▸ **Work required**:
Would you set down the lines running from the one that holds "Add exclusive maven" to the final line of the listing, both included, exactly and with no others?
Dataset section Start Marker
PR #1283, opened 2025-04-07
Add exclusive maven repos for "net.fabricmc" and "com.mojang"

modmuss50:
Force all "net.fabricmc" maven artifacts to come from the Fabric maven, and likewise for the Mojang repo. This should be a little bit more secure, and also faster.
Dataset section End Marker
▸ **Written answer**:
Add exclusive maven repos for "net.fabricmc" and "com.mojang"

modmuss50:
Force all "net.fabricmc" maven artifacts to come from the Fabric maven, and likewise for the Mojang repo. This should be a little bit more secure, and also faster.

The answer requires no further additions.